Shin Sunyoung, Keleş Sündüz
Department of Statistics, Department of Biostatistics and Medical Informatics, University of Wisconsin-Madison, Madison, USA.
Stat Biosci. 2017 Jun;9(1):50-72. doi: 10.1007/s12561-016-9154-z. Epub 2016 Aug 12.

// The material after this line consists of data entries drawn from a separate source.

PR #1980, opened 2026-08-16
fix(product-client): transient-block invariant + Q13 harness matrix, FR-2 restore stranding fallback (PRO-187, r10)

pablonyx:
## Rung 10: transient-block invariant and thinking live-matrix (PRO-187, Q13)

Implements rung 10 of the Chat Scroll ADR ladder (§6) and Q13 in Founder
Rulings, stacked on r9 (`chat-scroll/r9-scroll-to-latest`), plus Founder
Ruling 3 (rung 6 FR-2 revisit, the never-mounting-saved-row strand and the
prepend blank-fallback grace-window supersession).

### Q13: the reserved-slot invariant, extended

Tracing Cell 6 (TranscriptTurnChrome.tsx) before writing anything: the
invariant is already generalized structurally. Every trailing-status variant
(thinking/working gleam, needs-input marker, transient tool label) shares the
same fixed `ASSISTANT_ACTION_SLOT_HEIGHT` slot via `TrailingStatusCrossfade`,
which reconciles in place rather than mounting/unmounting a new element. That
did not need to change.

What rung 10 actually needed:

- **Static per-harness mutation-class matrix** — `domain/chats/transcript/harness-transient-block-matrix.ts`.
  The invariant is enforced at ONE normalized layer: the `@anyharness/sdk`
  `TranscriptState` item kinds (`thought`, `tool_call`, `assistant_prose`)
  every harness adapter reduces its wire protocol into. So the real
  per-harness question is: does a harness's adapter ever normalize a mid-turn
  event into a FOURTH, unclassified visible item kind the chrome layer
  doesn't fold into the reserved slot? Today, no (`claude`, `codex`,
  `opencode`, `grok` all normalize reasoning → `thought` and tool use →
  `tool_call`). The module doc comment carries the written live-measurement
  plan: the exact events (thought start/delta/stop, tool start/stop, prose
  interleave) an agent captures against a REAL streaming session per harness
  to confirm this classification, and what a disagreement there means (either
  the adapter started emitting a new kind, or the chrome stopped folding an
  existing one).
- **Physics fixture** (`qualification/scroll-physics`): `streamThoughtStart`
  / `streamThoughtStop` / `streamToolCall` driver methods emit a `reasoning`
  item (start → delta → stop) and a small completed tool call inside an open
  streaming turn; the new spec
  `Q13 thinking/tool interleave: transient block lifecycle never displaces
  the pinned reader` asserts `bottomDistance` stays bounded and the scrollTop
  trace never shows a forward-jump-then-correction (double-scroll) across
  thought start → thought stop → tool call → prose resume, all inside one
  turn, while pinned.

### Founder Ruling 3(a)/(b): the never-mounting-saved-row strand

Attempted construction: **it IS constructible.** `resolveTranscriptRestoreTargetTop`
already has two paths — an estimate-immune DOM-rect resolution when the saved
row's element is mounted, and a coarse index-sum estimate fallback when it
isn't. Nothing in the resolver's contract prevents the coarse path from being
the ONLY one taken for an entire restore window (e.g. the saved row's index
sits permanently outside the virtualizer's render window). Before this PR,
`use-transcript-frame-pipeline-lifecycle.ts` cleared the restore resolver at
the deadline unconditionally — leaving scrollTop frozen at whatever coarse,
unproven estimate was last written, with no correctness guarantee.

Fix (Ruling 3(b)): `resolveTargetTop` now returns `{ top, mounted }` instead
of a bare number. The frame-pipeline lifecycle tracks whether the CURRENT
restore resolver ever resolved through the `mounted: true` path; if the
deadline lapses having never mounted, it calls the new `onRestoreStranded`
callback, which the engine wires to bottom-pin — the same conservative
default a vanished saved row (`resolveTargetTop` returning `null`) already
gets. `use-transcript-stick-to-bottom.restore-stranded.test.tsx` constructs
the strand directly (a resolver returning `mounted: false` for the whole
window) and proves the bottom-pin fallback, plus a negative control proving a
single successful mount before the deadline suppresses it.

### Founder Ruling 3(c): grace-window supersession

`PREPEND_BLANK_FALLBACK_GRACE_MS` was an INDEPENDENT fixed 3s timer, armed the
instant a prepend fired regardless of whether the engine's own above-change
compensation anchor was still live. It now subordinates to the real signal:
`use-transcript-stick-to-bottom.ts` exposes `compensationDeadlineRef`
(the same deadline `startAboveChangeCompensation` just armed), and
`VirtualizedTranscriptRowList.tsx` sets `prependSettleUntilRef` from THAT
value directly. The fixed constant survives only as a bounded ceiling
fallback for the (should-not-happen) case where no compensation deadline got
set. The existing `prepend anchoring: older-history prepend keeps the
reading row fixed` physics scenario (CPU-throttled Chromium arm, the r2/r5
webkit-remount regression fixture) is unchanged and still asserts the r2 fix
holds — it now runs against the subordinated signal instead of the old timer.

### Deviations

None from ADR scope. The reserved-slot invariant needed no structural code
change (it was already correct); rung 10's real work was the static matrix,
the physics coverage, and Ruling 3.

### Files

- `src/domain/chats/transcript/harness-transient-block-matrix.ts` (+ test) —
  the static Q13 classification + written live-measurement plan.
- `src/hooks/chat/ui/transcript-reading-position-store.ts` (+ test) —
  `resolveTargetTop` returns `{ top, mounted }`.
- `src/hooks/chat/ui/use-transcript-frame-pipeline-lifecycle.ts` — tracks
  ever-mounted per restore resolver; `onRestoreStranded` callback.
- `src/hooks/chat/ui/use-transcript-stick-to-bottom.ts` (+ types) — wires
  `onRestoreStranded` to bottom-pin; exposes `compensationDeadlineRef`.
- `src/hooks/chat/ui/use-transcript-stick-to-bottom.restore-stranded.test.tsx`
  (new) — constructs the strand + negative control.
- `src/hooks/chat/ui/use-transcript-virtualizer-blank-fallback.ts` — comment
  update on `PREPEND_BLANK_FALLBACK_GRACE_MS`'s now-subordinate role.
- `src/components/workspace/chat/transcript/VirtualizedTranscriptRowList.tsx`
  — sets `prependSettleUntilRef` from `compensationDeadlineRef`.
- `qualification/scroll-physics/src/scroll-physics-host.ts` — `thoughtStarted`
  / `thoughtDelta` / `thoughtCompleted` fixture authoring + `streamThoughtStart`
  / `streamThoughtStop` / `streamToolCall` driver methods.
- `qualification/scroll-physics/specs/scroll-physics.spec.ts` — the Q13
  interleave scenario.

### Testing

- `python3 scripts/report_frontend_structure.py` → `TOTAL: 0`.
- `tsc -p tsconfig.json --noEmit` (product-client) and
  `tsc -p qualification/scroll-physics/tsconfig.json --noEmit` (fixture) →
  both EXIT 0.
- Scoped vitest, 11 files / 84 tests, all pass — literal output posted as a
  Manual verification PR comment.
- Negative control: reverted the `everMounted` gate in
  `use-transcript-frame-pipeline-lifecycle.ts` (bottom-pin unconditionally at
  the deadline). The negative-control test failed with the literal
  `expected true to be false` (isPinnedToBottom flipped true even though the
  row mounted); restored, suite green again. Full before/after in the Manual
  verification comment.
- Local Playwright skipped: `vm.swapusage` showed 716MB free of 9GB at the
  time (tight, not the near-idle state the pressure gate wants) even though
  `kern.memorystatus_vm_pressure_level` read 1; defers to CI (real Chromium +
  WebKit) as the tier of truth per the repo's practice on this ladder.

### Observability

No new telemetry (rung 11 owns diagnostics).

### DIFF
--- a/apps/packages/product-client/qualification/scroll-physics/specs/scroll-physics.spec.ts
+++ b/apps/packages/product-client/qualification/scroll-physics/specs/scroll-physics.spec.ts
@@ -15,18 +15,33 @@ const REPIN_BAND_PX = 24;
 // bound is the "still following" ceiling: comfortably above that resting gap,
 // far below the unbounded growth a lost follow would produce.
 const PIN_FOLLOW_MAX_DISTANCE_PX = 120;
-// Frame-to-frame backward-bounce ceiling for the Q13 interleave trace below.
-// This is a DIFFERENT quantity from PIN_FOLLOW_MAX_DISTANCE_PX (steady-state
-// bottomDistance while pinned): it bounds how far scrollTop may legitimately
-// snap backward between two consecutive trace samples when a newly-mounted
-// row's estimate (transcript-row-height-estimate.ts) corrects down once the
-// row is measured for real. The reserved live-turn slot
-// (ASSISTANT_ACTION_SLOT_HEIGHT, TranscriptTurnChrome.tsx, h-6 = 24px) is the
-// invariant Q13 exists to police, so this ceiling must stay strictly below
-// 24px: a phantom reserved-slot height briefly appearing and collapsing
-// would otherwise pass silently through a bound reused from an unrelated
-// quantity (see PR #1980 review finding 1).
+// Frame-to-frame backward-bounce ceiling for the Q13 interleave trace below,
+// for phases where NO new row mounts (thought start/delta/stop, prose
+// growth on an already-mounted row). This is a DIFFERENT quantity from
+// PIN_FOLLOW_MAX_DISTANCE_PX (steady-state bottomDistance while pinned): it
+// bounds how far scrollTop may snap backward between two consecutive trace
+// samples with no legitimate cause to move backward at all. The reserved
+// live-turn slot (ASSISTANT_ACTION_SLOT_HEIGHT, TranscriptTurnChrome.tsx,
+// h-6 = 24px) is the invariant Q13 exists to police, so this ceiling stays
+// strictly below 24px: a phantom reserved-slot height briefly appearing and
+// collapsing during a lifecycle-only transition would otherwise pass
+// silently through a bound reused from an unrelated quantity (see PR #1980
+// review finding 1).
 const INTERLEAVE_MAX_BACKWARD_BOUNCE_PX = 20;
+// Separate, wider ceiling for the ONE phase where a genuinely new row
+// mounts: `streamToolCall`. Unlike the thought/prose phases above, a new
+// tool-call row is a real virtualizer estimate
+// (transcript-row-height-estimate.ts: ESTIMATED_SINGLE_BLOCK_TURN_HEIGHT_PX
+// = 120) that corrects down once TanStack measures the real (smaller,
+// ESTIMATED_INLINE_TOOL_BLOCK_HEIGHT_PX = 56) row — a rung-5 estimate-churn
+// concern, not a rung-10 lifecycle-height violation. CI measured this
+// convergence deterministically at ~61px on both chromium and webkit
+// (PR #1980, round 2), consistent with the ~64px gap between those two
+// estimate constants. This ceiling exists ONLY to bound that specific,
+// already-quantified phenomenon to "still a single bounded correction, not
+// an unbounded runaway" — it must not be reused for the thought/prose
+// phases above, which have no such legitimate source of backward motion.
+const TOOL_ROW_ESTIMATE_CONVERGENCE_MAX_PX = 80;
 
 const VIEWPORT = "div.overflow-y-auto:has([data-transcript-virtualization-mode])";
 
@@ -1056,47 +1071,60 @@ test.describe("transcript scroll physics", () => {
     const baseline = await metricsAfterFrame(page);
     expect(baseline.bottomDistance).toBeLessThanOrEqual(PIN_FOLLOW_MAX_DISTANCE_PX);
 
-    await drive(page, "startScrollTrace");
+    // Trace phases separately rather than as one continuous sweep: the
+    // tool-call phase has a legitimate, quantified source of backward
+    // scrollTop motion (new-row estimate convergence, see
+    // TOOL_ROW_ESTIMATE_CONVERGENCE_MAX_PX above) that the thought and prose
+    // phases do not. Bracketing per-phase lets each get the tolerance that
+    // actually matches its physics, instead of one bound loose enough to
+    // hide a lifecycle-height regression in the phases that have no
+    // legitimate reason to bounce at all.
+    function assertNoBackwardBounce(trace: number[], maxBouncePx: number): void {
+      for (let i = 1; i < trace.length; i += 1) {
+        expect(trace[i]).toBeGreaterThanOrEqual(trace[i - 1] - maxBouncePx);
+      }
+    }
 
     // Thought starts and streams a couple of deltas: private, reserved-slot
-    // only, must not move the pinned reader.
+    // only, must not move the pinned reader. No new row mounts here, so the
+    // tight lifecycle-only bound applies.
+    await drive(page, "startScrollTrace");
     await drive(page, "streamThoughtStart");
     await settle(page, 80);
     const afterThoughtStart = await metricsAfterFrame(page);
     expect(afterThoughtStart.bottomDistance).toBeLessThanOrEqual(PIN_FOLLOW_MAX_DISTANCE_PX);
+    assertNoBackwardBounce(
+      (await drive<number[]>(page, "stopScrollTrace")).filter((v) => Number.isFinite(v)),
+      INTERLEAVE_MAX_BACKWARD_BOUNCE_PX,
+    );
 
     // Thought yields to a tool call mid-turn (thinking -> tool -> thinking is
-    // the exact class the ADR's Cell 6 names); still reserved-slot only.
+    // the exact class the ADR's Cell 6 names). This is the one phase where a
+    // real new row mounts, so it alone gets the wider, quantified
+    // convergence bound instead of the lifecycle-only one.
+    await drive(page, "startScrollTrace");
     await drive(page, "streamThoughtStop");
     await drive(page, "streamToolCall");
     await settle(page, 80);
     const afterTool = await metricsAfterFrame(page);
     expect(afterTool.bottomDistance).toBeLessThanOrEqual(PIN_FOLLOW_MAX_DISTANCE_PX);
+    assertNoBackwardBounce(
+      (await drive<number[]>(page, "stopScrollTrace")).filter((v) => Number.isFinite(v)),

Although genome-wide association studies (GWAS) have been successful at finding thousands of disease-associated genetic variants (GVs), identifying causal variants and elucidating the mechanisms by which genotypes influence phenotypes are critical open questions. A key challenge is that a large percentage of disease-associated GVs are potential regulatory variants located in noncoding regions, making them difficult to interpret. Recent research efforts focus on going beyond annotating GVs by integrating functional annotation data with GWAS to prioritize GVs. However, applicability of these approaches is challenged by high dimensionality and heterogeneity of functional annotation data. Furthermore, existing methods often assume global associations of GVs with annotation data. This strong assumption is susceptible to violations for GVs involved in many complex diseases. To address these issues, we develop a general regression framework, named nnotation egression fr WAS (ARoG). ARoG is based on a finite mixture of linear regressions model where GWAS association measures are viewed as responses and functional annotations as predictors. This mixture framework addresses heterogeneity of effects of GVs by grouping them into clusters and high dimensionality of the functional annotations by enabling annotation selection within each cluster. ARoG further employs permutation testing to evaluate the significance of selected annotations. Computational experiments indicate that ARoG can discover distinct associations between disease risk and functional annotations. Application of ARoG to autism and schizophrenia data from Psychiatric Genomics Consortium led to identification of GVs that significantly affect interactions of several transcription factors with DNA as potential mechanisms contributing to these disorders.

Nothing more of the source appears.